ACTIVITY
Pull every line holding the word "that" from the data below and copy it.

▼

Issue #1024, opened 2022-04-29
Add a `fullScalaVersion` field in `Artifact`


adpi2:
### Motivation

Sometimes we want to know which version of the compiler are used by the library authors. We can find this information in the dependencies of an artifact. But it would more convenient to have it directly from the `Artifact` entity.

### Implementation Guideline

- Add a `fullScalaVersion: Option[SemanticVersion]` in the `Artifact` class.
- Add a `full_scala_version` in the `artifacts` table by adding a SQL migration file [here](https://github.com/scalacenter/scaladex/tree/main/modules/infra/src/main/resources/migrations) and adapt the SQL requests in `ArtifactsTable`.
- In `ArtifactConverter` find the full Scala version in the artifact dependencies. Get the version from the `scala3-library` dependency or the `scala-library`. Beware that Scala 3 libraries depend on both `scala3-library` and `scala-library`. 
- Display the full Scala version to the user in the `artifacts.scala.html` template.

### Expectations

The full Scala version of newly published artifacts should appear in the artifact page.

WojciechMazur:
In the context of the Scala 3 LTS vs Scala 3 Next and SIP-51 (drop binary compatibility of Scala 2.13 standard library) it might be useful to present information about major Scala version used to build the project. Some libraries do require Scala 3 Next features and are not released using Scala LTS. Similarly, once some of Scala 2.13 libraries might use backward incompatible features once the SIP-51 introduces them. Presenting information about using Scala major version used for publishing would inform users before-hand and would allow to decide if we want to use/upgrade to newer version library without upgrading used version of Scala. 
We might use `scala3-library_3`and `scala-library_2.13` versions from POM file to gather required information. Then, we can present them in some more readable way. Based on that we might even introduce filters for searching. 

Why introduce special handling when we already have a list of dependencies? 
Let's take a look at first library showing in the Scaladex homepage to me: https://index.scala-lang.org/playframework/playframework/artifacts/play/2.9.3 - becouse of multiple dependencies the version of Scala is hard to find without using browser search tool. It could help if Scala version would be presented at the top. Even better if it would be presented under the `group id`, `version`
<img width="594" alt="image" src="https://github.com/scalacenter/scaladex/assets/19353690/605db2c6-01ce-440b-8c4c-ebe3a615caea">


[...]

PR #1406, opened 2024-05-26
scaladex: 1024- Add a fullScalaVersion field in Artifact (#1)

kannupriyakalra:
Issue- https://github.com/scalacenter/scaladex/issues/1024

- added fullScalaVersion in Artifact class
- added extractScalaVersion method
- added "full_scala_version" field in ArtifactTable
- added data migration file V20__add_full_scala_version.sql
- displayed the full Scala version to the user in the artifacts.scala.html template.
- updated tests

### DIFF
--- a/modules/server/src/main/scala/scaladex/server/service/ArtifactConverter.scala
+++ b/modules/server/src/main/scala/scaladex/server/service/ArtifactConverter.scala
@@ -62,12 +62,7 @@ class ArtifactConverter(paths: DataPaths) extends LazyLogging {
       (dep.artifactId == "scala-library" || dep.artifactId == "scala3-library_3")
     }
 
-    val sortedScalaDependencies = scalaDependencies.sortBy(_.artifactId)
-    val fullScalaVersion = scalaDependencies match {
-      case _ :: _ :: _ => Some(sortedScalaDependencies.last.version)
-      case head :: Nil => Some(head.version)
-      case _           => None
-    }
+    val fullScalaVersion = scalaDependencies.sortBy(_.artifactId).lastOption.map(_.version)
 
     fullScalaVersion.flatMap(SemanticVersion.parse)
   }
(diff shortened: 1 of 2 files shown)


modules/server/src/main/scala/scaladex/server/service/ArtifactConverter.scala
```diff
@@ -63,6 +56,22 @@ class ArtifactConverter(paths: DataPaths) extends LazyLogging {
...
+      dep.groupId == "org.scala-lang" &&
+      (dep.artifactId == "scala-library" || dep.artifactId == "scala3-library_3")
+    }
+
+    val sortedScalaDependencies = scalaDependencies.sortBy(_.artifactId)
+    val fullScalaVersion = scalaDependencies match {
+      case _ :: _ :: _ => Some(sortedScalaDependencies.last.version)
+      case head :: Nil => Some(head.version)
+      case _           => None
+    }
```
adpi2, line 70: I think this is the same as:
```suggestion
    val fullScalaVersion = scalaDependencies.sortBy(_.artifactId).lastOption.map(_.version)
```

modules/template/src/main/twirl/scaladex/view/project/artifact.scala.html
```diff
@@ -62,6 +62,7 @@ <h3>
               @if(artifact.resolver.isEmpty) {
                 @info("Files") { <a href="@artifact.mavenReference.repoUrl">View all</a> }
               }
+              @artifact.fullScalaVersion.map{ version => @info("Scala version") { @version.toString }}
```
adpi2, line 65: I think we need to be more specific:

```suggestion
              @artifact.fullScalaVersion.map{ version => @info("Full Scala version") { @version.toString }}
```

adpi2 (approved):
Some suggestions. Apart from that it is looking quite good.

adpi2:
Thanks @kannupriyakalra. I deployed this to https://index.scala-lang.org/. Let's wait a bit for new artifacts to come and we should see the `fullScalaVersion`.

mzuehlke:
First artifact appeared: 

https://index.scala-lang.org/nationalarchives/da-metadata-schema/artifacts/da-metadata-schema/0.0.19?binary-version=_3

▲

WRITTEN SOLUTION
- In `ArtifactConverter` find the full Scala version in the artifact dependencies. Get the version from the `scala3-library` dependency or the `scala-library`. Beware that Scala 3 libraries depend on both `scala3-library` and `scala-library`. 
We might use `scala3-library_3`and `scala-library_2.13` versions from POM file to gather required information. Then, we can present them in some more readable way. Based on that we might even introduce filters for searching. 
Some suggestions. Apart from that it is looking quite good.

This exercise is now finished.